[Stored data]
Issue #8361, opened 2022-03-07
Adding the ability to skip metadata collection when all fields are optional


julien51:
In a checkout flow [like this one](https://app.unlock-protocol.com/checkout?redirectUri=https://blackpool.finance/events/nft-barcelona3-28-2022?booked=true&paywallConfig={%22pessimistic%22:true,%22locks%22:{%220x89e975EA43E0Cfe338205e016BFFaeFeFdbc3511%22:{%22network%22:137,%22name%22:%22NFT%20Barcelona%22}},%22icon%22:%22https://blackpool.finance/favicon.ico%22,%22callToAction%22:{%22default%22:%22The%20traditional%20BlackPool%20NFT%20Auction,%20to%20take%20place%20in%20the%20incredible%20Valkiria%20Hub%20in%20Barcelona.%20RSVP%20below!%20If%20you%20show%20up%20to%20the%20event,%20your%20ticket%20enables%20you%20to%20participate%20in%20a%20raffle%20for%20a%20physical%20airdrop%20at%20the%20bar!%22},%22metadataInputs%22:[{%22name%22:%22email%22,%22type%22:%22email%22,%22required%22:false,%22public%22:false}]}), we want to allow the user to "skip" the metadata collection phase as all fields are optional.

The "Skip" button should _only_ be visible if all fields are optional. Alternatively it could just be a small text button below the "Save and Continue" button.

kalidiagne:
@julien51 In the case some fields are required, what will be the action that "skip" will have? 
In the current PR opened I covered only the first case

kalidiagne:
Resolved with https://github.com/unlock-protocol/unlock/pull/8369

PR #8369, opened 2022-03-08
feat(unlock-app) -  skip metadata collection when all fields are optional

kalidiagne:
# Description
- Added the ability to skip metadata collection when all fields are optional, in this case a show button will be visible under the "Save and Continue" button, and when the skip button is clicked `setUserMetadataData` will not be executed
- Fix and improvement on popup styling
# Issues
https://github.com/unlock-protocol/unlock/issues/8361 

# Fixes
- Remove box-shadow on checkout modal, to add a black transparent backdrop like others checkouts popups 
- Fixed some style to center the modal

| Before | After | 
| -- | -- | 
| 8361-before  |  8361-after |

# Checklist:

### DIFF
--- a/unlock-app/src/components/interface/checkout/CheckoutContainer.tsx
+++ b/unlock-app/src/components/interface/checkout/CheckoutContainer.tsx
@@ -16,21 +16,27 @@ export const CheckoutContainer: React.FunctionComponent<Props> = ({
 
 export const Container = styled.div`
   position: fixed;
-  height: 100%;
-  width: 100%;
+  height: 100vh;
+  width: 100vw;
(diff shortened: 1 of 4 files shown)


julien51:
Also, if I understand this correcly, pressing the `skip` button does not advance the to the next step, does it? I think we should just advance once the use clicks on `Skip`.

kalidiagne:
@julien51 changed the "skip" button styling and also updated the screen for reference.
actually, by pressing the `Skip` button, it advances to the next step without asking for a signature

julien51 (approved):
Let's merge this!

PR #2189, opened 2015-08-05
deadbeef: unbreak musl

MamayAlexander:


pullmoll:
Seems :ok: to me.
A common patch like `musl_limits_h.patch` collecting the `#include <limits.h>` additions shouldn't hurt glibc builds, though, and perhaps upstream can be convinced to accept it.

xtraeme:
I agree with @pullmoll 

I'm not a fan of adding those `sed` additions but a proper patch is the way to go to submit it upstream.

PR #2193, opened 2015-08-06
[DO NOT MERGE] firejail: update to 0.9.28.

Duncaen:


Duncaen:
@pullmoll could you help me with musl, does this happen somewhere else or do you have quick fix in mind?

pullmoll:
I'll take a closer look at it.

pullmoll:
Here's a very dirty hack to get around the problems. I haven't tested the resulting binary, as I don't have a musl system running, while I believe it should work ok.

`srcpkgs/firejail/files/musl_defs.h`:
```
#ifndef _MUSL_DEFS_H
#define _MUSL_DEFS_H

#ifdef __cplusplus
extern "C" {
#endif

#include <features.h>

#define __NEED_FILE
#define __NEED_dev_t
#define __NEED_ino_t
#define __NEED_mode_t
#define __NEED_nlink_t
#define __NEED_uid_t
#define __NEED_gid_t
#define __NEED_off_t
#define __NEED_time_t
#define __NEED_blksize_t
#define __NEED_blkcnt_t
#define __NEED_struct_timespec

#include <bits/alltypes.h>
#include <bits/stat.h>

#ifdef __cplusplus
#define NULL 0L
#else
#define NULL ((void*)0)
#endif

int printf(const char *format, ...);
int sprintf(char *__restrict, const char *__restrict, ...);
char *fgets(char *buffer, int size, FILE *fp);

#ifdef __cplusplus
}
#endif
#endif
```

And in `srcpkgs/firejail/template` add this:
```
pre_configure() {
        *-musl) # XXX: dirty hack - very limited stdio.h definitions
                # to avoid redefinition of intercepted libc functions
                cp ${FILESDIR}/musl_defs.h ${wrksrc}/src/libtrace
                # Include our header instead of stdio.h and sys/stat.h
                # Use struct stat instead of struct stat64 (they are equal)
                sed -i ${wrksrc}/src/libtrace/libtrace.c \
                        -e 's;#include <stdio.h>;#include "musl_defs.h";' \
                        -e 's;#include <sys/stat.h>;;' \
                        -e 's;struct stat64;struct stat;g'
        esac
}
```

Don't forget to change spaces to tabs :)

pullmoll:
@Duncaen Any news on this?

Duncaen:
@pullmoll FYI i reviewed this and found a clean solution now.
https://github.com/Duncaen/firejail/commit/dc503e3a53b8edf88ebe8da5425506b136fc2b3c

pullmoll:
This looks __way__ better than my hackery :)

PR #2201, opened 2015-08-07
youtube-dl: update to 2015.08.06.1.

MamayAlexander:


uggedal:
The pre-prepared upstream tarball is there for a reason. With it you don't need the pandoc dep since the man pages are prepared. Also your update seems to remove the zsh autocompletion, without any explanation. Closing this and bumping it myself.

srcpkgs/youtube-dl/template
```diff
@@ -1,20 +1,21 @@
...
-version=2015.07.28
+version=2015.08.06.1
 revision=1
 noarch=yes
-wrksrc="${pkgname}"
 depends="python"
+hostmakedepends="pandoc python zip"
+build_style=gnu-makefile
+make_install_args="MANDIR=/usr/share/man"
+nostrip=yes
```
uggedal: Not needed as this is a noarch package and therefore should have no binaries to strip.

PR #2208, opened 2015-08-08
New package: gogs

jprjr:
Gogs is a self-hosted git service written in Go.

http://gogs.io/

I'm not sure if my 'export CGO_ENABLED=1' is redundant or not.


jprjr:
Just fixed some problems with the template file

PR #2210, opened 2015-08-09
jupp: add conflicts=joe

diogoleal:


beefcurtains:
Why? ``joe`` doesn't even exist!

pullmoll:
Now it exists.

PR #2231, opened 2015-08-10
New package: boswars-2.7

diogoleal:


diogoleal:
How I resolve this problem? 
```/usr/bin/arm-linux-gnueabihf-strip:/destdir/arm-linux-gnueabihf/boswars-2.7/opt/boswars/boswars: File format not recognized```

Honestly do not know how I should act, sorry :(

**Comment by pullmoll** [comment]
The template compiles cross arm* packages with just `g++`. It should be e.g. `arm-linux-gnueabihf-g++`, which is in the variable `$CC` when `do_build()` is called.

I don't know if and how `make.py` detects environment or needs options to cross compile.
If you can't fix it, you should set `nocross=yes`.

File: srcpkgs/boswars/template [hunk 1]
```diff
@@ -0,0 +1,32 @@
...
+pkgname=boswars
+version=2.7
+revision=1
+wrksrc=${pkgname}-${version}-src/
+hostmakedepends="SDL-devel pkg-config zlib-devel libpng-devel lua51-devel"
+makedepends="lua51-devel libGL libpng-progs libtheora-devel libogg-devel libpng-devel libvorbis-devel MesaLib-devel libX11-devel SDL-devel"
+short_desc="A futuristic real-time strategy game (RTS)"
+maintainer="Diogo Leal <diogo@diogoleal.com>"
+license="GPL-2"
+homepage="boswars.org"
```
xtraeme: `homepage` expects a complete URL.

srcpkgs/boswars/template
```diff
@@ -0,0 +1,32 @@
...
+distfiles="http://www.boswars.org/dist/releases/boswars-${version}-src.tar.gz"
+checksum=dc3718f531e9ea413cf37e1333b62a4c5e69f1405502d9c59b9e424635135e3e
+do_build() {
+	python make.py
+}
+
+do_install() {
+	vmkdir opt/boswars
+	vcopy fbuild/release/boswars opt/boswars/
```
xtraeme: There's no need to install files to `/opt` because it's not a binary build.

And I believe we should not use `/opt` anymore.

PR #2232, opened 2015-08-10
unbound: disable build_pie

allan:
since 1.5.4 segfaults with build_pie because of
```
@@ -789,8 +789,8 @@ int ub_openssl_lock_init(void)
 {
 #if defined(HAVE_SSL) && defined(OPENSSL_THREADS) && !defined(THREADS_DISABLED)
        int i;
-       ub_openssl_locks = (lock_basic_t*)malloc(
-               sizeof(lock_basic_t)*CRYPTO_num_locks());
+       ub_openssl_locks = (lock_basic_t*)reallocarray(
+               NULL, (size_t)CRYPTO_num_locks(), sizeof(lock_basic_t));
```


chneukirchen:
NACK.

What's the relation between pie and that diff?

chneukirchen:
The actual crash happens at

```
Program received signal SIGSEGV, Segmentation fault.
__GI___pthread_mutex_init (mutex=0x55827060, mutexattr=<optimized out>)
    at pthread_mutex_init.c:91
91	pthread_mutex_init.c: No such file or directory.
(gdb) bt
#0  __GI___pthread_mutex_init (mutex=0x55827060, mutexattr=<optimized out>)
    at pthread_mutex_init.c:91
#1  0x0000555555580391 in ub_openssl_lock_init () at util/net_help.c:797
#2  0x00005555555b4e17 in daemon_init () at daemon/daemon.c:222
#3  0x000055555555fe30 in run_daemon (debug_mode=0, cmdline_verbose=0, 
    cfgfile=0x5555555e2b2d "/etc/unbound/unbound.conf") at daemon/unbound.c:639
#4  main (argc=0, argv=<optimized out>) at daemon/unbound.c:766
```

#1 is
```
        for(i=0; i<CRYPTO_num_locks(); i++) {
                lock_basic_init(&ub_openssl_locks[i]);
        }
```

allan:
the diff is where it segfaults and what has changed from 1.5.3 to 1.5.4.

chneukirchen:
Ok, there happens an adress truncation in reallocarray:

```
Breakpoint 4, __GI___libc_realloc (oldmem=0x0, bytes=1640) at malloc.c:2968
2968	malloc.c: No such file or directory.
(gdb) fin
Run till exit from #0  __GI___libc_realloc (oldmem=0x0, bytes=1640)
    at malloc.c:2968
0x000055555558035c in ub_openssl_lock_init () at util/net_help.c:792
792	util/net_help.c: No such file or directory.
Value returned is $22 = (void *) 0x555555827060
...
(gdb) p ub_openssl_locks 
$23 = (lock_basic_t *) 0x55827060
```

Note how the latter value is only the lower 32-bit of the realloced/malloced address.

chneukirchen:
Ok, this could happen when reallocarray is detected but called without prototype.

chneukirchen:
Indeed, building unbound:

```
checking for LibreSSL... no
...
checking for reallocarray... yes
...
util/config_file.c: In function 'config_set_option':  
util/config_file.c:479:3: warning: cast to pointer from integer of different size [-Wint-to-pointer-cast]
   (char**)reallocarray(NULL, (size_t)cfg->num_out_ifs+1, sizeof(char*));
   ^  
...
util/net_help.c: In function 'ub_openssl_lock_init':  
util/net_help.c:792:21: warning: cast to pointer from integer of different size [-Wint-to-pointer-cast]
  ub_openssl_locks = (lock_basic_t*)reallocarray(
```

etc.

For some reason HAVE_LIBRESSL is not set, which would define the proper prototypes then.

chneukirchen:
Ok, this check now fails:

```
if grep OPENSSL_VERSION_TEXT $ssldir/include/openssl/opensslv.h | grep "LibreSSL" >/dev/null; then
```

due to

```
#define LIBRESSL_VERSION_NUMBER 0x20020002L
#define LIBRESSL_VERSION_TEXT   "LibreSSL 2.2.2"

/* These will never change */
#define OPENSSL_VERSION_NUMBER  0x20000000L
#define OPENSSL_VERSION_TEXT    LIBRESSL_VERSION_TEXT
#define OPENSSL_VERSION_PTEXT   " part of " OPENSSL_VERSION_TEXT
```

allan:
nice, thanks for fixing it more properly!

* * *

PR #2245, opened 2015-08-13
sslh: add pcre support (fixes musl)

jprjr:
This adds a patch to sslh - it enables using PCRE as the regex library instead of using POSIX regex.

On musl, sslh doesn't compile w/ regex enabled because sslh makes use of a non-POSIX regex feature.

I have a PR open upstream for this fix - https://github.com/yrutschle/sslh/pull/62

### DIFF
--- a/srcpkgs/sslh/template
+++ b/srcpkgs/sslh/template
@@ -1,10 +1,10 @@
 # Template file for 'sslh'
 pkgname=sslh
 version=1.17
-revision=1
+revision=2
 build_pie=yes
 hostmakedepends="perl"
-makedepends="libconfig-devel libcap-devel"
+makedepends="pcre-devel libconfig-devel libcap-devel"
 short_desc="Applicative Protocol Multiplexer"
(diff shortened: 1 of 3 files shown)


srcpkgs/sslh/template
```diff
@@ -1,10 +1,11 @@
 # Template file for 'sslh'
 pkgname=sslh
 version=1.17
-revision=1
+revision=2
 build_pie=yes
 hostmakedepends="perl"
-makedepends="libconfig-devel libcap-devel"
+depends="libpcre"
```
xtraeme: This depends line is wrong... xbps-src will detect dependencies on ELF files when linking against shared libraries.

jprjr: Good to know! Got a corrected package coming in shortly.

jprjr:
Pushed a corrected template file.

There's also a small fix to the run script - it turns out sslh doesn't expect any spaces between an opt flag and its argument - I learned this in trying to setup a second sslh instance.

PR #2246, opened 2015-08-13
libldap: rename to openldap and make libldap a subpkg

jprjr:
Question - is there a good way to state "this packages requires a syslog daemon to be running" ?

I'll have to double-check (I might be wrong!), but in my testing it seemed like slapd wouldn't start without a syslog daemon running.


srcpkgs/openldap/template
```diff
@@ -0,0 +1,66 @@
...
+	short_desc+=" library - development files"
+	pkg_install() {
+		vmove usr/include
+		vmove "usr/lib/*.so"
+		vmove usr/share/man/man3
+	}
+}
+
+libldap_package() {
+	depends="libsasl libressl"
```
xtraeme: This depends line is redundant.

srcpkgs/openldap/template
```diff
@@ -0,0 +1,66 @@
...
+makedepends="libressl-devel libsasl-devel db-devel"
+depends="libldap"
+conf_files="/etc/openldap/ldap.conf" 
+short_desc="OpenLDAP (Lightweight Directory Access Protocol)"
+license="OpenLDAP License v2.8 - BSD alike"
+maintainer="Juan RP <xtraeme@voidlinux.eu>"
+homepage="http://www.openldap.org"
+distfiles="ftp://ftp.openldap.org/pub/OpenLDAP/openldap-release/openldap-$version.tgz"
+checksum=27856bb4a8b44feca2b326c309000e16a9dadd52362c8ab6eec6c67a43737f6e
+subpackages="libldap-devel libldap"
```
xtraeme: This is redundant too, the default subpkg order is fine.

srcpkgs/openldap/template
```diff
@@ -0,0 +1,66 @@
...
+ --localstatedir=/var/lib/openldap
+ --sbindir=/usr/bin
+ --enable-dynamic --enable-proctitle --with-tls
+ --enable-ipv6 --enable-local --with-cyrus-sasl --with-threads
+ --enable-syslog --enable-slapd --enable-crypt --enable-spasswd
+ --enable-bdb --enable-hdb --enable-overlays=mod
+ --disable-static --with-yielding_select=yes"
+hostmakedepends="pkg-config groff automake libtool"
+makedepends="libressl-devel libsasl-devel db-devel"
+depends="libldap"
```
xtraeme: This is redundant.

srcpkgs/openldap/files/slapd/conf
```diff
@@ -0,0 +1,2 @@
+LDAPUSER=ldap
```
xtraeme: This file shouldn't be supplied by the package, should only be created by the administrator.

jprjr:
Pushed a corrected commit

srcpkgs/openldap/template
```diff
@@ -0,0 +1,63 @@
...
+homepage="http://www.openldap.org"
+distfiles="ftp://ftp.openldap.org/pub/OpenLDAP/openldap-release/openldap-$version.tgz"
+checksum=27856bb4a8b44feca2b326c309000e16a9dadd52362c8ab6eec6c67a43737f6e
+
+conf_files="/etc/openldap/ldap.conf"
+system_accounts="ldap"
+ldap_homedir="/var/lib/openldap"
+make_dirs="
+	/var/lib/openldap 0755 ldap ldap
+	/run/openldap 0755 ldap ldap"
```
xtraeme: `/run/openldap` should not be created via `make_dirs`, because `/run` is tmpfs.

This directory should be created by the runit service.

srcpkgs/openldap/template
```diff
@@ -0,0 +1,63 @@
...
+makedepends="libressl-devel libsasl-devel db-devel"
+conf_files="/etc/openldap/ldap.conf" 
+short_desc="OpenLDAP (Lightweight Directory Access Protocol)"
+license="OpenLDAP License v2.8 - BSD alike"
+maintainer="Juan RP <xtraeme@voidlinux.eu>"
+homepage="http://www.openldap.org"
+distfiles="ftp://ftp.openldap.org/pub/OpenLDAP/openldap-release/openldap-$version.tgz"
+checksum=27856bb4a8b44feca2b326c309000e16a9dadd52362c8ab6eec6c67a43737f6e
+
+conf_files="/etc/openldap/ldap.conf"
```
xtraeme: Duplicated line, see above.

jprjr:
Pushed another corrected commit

Task to complete:
Using the records above, pull out each line where the word "wrksrc" occurs.

Finished task:
                cp ${FILESDIR}/musl_defs.h ${wrksrc}/src/libtrace
                sed -i ${wrksrc}/src/libtrace/libtrace.c \
-wrksrc="${pkgname}"
+wrksrc=${pkgname}-${version}-src/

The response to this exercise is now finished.